Founded in 1893 as a mail-order catalog, it sold off this business, acquired
numerous retail name brands such as Land’s End and then agreed to a merger by
Kmart, another struggling retailer. Today, Sears Holding is among the top 20
largest retailers in the US, and like many of these large retailers such as
Target, Best Buy and Walmart, ecommerce is of great importance to generate
revenue growth.
The marketplace concept is global – China’s Alibaba Group
offers such services via its Taobao subsidiary and UK’s Tesco introduced its
marketplace concept in 2012.
Financially, it has become a successful platform for Amazon
which noted in its fourth quarter 2012 earnings, its operating margin growth in
North America was driven in part by an increase in sales on its website by
third parties, which made up 39% of units purchased compared with 36% a year earlier.
In China, the
marketplace concept is estimated to make up 90% of total ecommerce sales with
most of that coming from the Alibaba Group.

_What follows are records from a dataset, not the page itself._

PR #506, opened 2018-06-13
rebase--interactive: rewrite reflog-related operation in C

agrn:
This rewrites setup_reflog_action() and checkout_onto() from shell to C. The relevant commits are the last three.

For setup_reflog_action(), I need to pass $switch_to.  For
checkout_onto(), I need to pass $onto, $onto_name, and $orig_head.

Now, for $onto and $onto_name, I thought I would call the parameters
`--onto` and `--onto-name` (and I don’t know what to set as a help
message).  For $switch_to and $orig_head, I set `--commit-id`, and I’m
not really proud of it.

Any ideas?


agrn:

builtin/rebase--helper.c
```diff
@@ -50,6 +52,10 @@ int cmd_rebase__helper(int argc, const char **argv, const char *prefix)
 		OPT_CMDMODE(0, "edit-todo", &command,
 			    N_("edit the todo list during an interactive rebase"),
 			    EDIT_TODO),
+		OPT_CMDMODE(0, "setup-reflog", &command,
+			    N_("setup the reflog action"), SETUP_REFLOG),
+		OPT_STRING(0, "commit-id", &commit_id, NULL,
+			   N_("the commit to checkout")),
```
chriscool: I would say that if setup-reflog should always be passed a commit id, then we may assume that the commit id always follow `--setup-reflog` and we don't need a special `--commit-id` option. See how it works for `--add-exec-commands`.

builtin/rebase--helper.c
```diff
@@ -93,5 +99,7 @@ int cmd_rebase__helper(int argc, const char **argv, const char *prefix)
 		return !!append_todo_help(0, keep_empty);
 	if (command == EDIT_TODO && argc == 1)
 		return !!edit_todo_list(flags);
+	if (command == SETUP_REFLOG)
```
chriscool: It looks like there is no check for the number of arguments that SETUP_REFLOG expects.

git-rebase--interactive.sh
```diff
@@ -72,6 +72,7 @@ collapse_todo_ids() {
 
 # Switch to the branch in $into and notify it in the reflog
 checkout_onto () {
+	comment_for_reflog start
```
chriscool: From the commit message this is added because "$GIT_SEQUENCE_EDITOR is not longer set at the first call of
checkout_onto()". So I would say that this change is related to the previous commit that does not set $GIT_SEQUENCE_EDITOR anymore at the first call of checkout_onto() and should be moved in that previous commit.

sequencer.c
```diff
@@ -3135,6 +3135,34 @@ static const char *reflog_message(struct replay_opts *opts,
...
+
+	return run_command_silent(&cmd, !verbose);
+}
+
+int setup_reflog_action(struct replay_opts *opts, const char *switch_to,
+			int verbose)
+{
+	const char *action;
+
+	if (strlen(switch_to) > 0) {
```
chriscool: We tend to use `if (*switch_to)` or maybe `if (switch_to && *switch_to)`.

sequencer.h
```diff
@@ -100,6 +100,9 @@ int update_head_with_reflog(const struct commit *old_head,
 void commit_post_rewrite(const struct commit *current_head,
 			 const struct object_id *new_head);
 
+int setup_reflog_action(struct replay_opts *opts, const char *switch_to,
```
chriscool: I would suggest "commit_id" instead of "switch_to".

sequencer.c
```diff
@@ -3135,6 +3135,34 @@ static const char *reflog_message(struct replay_opts *opts,
...
+	cmd.git_cmd = 1;
+
+	argv_array_push(&cmd.args, "checkout");
+	argv_array_push(&cmd.args, commit);
+	argv_array_pushf(&cmd.env_array, GIT_REFLOG_ACTION "=%s", action);
+
+	return run_command_silent(&cmd, !verbose);
+}
+
+int setup_reflog_action(struct replay_opts *opts, const char *switch_to,
```
chriscool: I would suggest "commit_id" instead of "switch_to".

chriscool: Or maybe "commit" to be consistent with checkout_base_commit().

git-rebase--interactive.sh
agrn: It’s already in the commit that removes setup_reflog_action()

builtin/rebase--helper.c
agrn: Oh, it also looks like --checkout-onto always takes $orig_head, $onto, and $onto_name… so I will do something like that here, too. Sorry for the noise.

sequencer.c
```diff
@@ -766,6 +766,32 @@ N_("you have staged changes in your working tree\n"
 #define VERIFY_MSG  (1<<4)
 #define CREATE_ROOT_COMMIT (1<<5)
 
+static int run_command_silent(struct child_process *cmd,
+			      unsigned silent)
+{
+	if (silent) {
```
chriscool: Maybe you could just `return run_command(cmd);` in the !silent case first. This would decrease indentation in the rest of the function.

agrn:
I just updated my branch.

sequencer.c
```diff
@@ -861,21 +879,7 @@ static int run_git_commit(const char *defmsg, struct replay_opts *opts,
...
-				      NULL, 0,
-				      &buf, 0);
-		if (rc)
-			fputs(buf.buf, stderr);
-		strbuf_release(&buf);
-		return rc;
-	}
-
-	return run_command(&cmd);
+	return run_command_silent(&cmd, is_rebase_i(opts) && !(flags & EDIT_MSG));
```
chriscool: Another possibility is to remove the silent argument from run_command_silent() and to have:

```
if (is_rebase_i(opts) && !(flags & EDIT_MSG))
        return run_command_silent(&cmd);
else
        return run_command(&cmd);
```

builtin/rebase--helper.c
```diff
@@ -98,5 +101,7 @@ int cmd_rebase__helper(int argc, const char **argv, const char *prefix)
 		return !!edit_todo_list(flags);
 	if (command == SETUP_REFLOG && argc > 1)
 		return !!setup_reflog_action(&opts, argv[1], verbose);
+	if (command == CHECKOUT_ONTO && argc > 3)
```
chriscool: What happens if argc is 5 or 6 for example?

sequencer.c
agrn: True. It’s probably less confusing.

git-rebase--interactive.sh
```diff
@@ -176,7 +168,8 @@ EOF
 
 	git rebase--helper --check-todo-list || {
 		ret=$?
-		checkout_onto
+		git rebase--helper --checkout-onto "$onto_name" "$onto" \
+		    $orig_head ${verbose:+--verbose}
```
chriscool: Maybe also quote $orig_head

git-rebase--interactive.sh
```diff
@@ -186,7 +179,8 @@ EOF
 	onto="$(git rebase--helper --skip-unnecessary-picks)" ||
 	die "Could not skip unnecessary pick commands"
 
-	checkout_onto
+	git rebase--helper --checkout-onto "$onto_name" "$onto" $orig_head \
+	    ${verbose:+--verbose}
```
chriscool: Maybe also quote $orig_head

builtin/rebase--helper.c
```diff
@@ -98,5 +101,7 @@ int cmd_rebase__helper(int argc, const char **argv, const char *prefix)
...
+		return !!checkout_onto(&opts, argv[1], argv[2], argv[3], verbose);
```
chriscool: The commit message still talks about 'two new flags: “onto-name” and “onto”'. It looks like it needs an update.

builtin/rebase--helper.c
agrn: It still runs. Is this a real problem? We just ignore them.

sequencer.c
```diff
@@ -3162,6 +3162,26 @@ int setup_reflog_action(struct replay_opts *opts, const char *commit,
...
+int checkout_onto(struct replay_opts *opts,
+		  const char *onto_name, const char *onto,
+		  const char *orig_head, unsigned verbose)
+{
+	struct object_id oid;
+	const char *action = reflog_message(opts, "start", "checkout %s", onto_name);
+
+	if (get_oid(orig_head, &oid))
+		/* TODO: translation? */
+		die("%s: not a valid SHA1", orig_head);
```
chriscool: Where does this error message comes from? At least it needs s/SHA1/OID/.

builtin/rebase--helper.c
chriscool: Yeah, but I think we prefer to die in this case as it means that there is probably an issue in the calling shell script.

chriscool: So the `argc > 3` should probably be `argc == 4`.

agrn: (sorry, when argc is 5, it’s when rebase--helper was called with the `--verbose` flag)

agrn: Right.

chriscool: I think that the function that parses options removes the flags it interprets.

sequencer.c
agrn: It comes from here: https://github.com/git/git/blob/master/builtin/update-ref.c#L414-L415

update-ref was originally called by checkout_onto().

agrn:
Updated.

sequencer.c
```diff
@@ -766,6 +766,27 @@ N_("you have staged changes in your working tree\n"
 #define VERIFY_MSG  (1<<4)
 #define CREATE_ROOT_COMMIT (1<<5)
 
+static int run_command_silent(struct child_process *cmd)
```
stefanbeller: Maybe rename it to run_command_silent_if_successful or silent_on_success ?

sequencer.c
```diff
@@ -766,6 +766,27 @@ N_("you have staged changes in your working tree\n"
...
+{
+	struct strbuf buf = STRBUF_INIT;
+	int rc;
+
+	/* hide stderr on success */
+	cmd->stdout_to_stderr = 1;
+	cmd->err = -1;
```
stefanbeller: From the comment of pipe_command:

 * The fields of "cmd" should be set up as they would for a normal run_command
 * invocation. But note that there is no need to set the in, out, or err
 * fields; pipe_command handles that automatically.

I don't think you need to set cmd.err here

stefanbeller: Oh, before this was done to signal if we need to have the silen_on_success invocation, but now it is not needed any more as the signaling is done otherwise.

sequencer.c
chriscool: Ok, I still think "OID" or "object id" are better than SHA1 these days.

agrn: OK. Do I wrap this in a `_()`?

dscho: Yes, please!

sequencer.c
```diff
@@ -3162,6 +3162,25 @@ int setup_reflog_action(struct replay_opts *opts, const char *commit,
...
+	if (get_oid(orig_head, &oid))
+		die(_("%s: not a valid OID"), orig_head);
+
+	if (checkout_base_commit(opts, onto, verbose, action)) {
+		apply_autostash(opts);
+		sequencer_remove_state(opts);
+		die(_("could not detach HEAD"));
+	}
+
+	return update_ref(NULL, "ORIG_HEAD", &oid, NULL, 0, UPDATE_REFS_DIE_ON_ERR);
```
chriscool: Is there a reason why UPDATE_REFS_DIE_ON_ERR is used? I am not sure the original would have died if the ref update failed.

agrn: It’s used in update-ref.c here: https://github.com/git/git/blob/master/builtin/update-ref.c#L440-L442

chriscool: Yeah, I think you are right.

chriscool:
This LGTM now. Thanks!

agrn:
I forgot to remove `comment_for_reflog()`. Is this good for the list?

sequencer.c
dscho: I think in this case, we do not want to `die()`, though. We're in a library function that is supposed to be called from wherever, not just from code paths that want to die with a potentially confusing error message. `UPDATE_REFS_MSG_ON_ERR` would appear more appropriate in this case, to me. Looking at the [`update_refs()` code](https://github.com/git/git/blob/68372c88794aba15f853542008cda39def768372/refs.c#L1105-L1120), I am even more certain of this.

agrn: Right. I see `update_refs()` is also used elsewhere in sequencer.c, and they all use `UPDATE_REFS_MSG_ON_ERR`.

agrn:
I updated my branch. Travis seems to have some problems these days :/

chriscool:
Yeah, it looks like Travis had some issues. Maybe you can try again the tests that failed?

agrn:
Done!

dscho:
@agrn these commits were applied and integrated into `master` via b49ef560ed66, weren't they?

Having only been in operation for about a year, Tesco,
should benefit from the concept as well particularly as Tesco allows shoppers
to earn Clubcard points on every purchase they make, even if the product is
supplied by a third party merchant. In 2012 Clubcard membership in the UK was
about 17m and 35m worldwide. Members can earn points that can be exchange for
money off products in-store, or redeem with one of Tesco’s many partners, for
things like day outs and hotel stays.
Start-up costs for many small-to-medium sized businesses are
reduced when utilizing this type of platform. Payment services and tools to
create and customize seller websites are usually provided. Sellers usually pay
such fees as pick and pack per item, storage and a commission on sales as well
as paying shipping costs; however, they are able to take advantage of lower
shipping costs that are negotiated by the likes of Amazon, Alibaba and Tesco
with their delivery partners.
While sellers gain visibility via marketplaces, valuable
data is being created and shared with the owners of these marketplaces – customer
information, types of goods sold, pricing etc. – which can be used to both
company’s benefit.
For the logistics industry, these C2C marketplaces increase
the competition for fulfillment and other distribution services. Also,
transportation profit could possibly be reduced for providers as more SMEs
utilize the marketplace group discount for such services.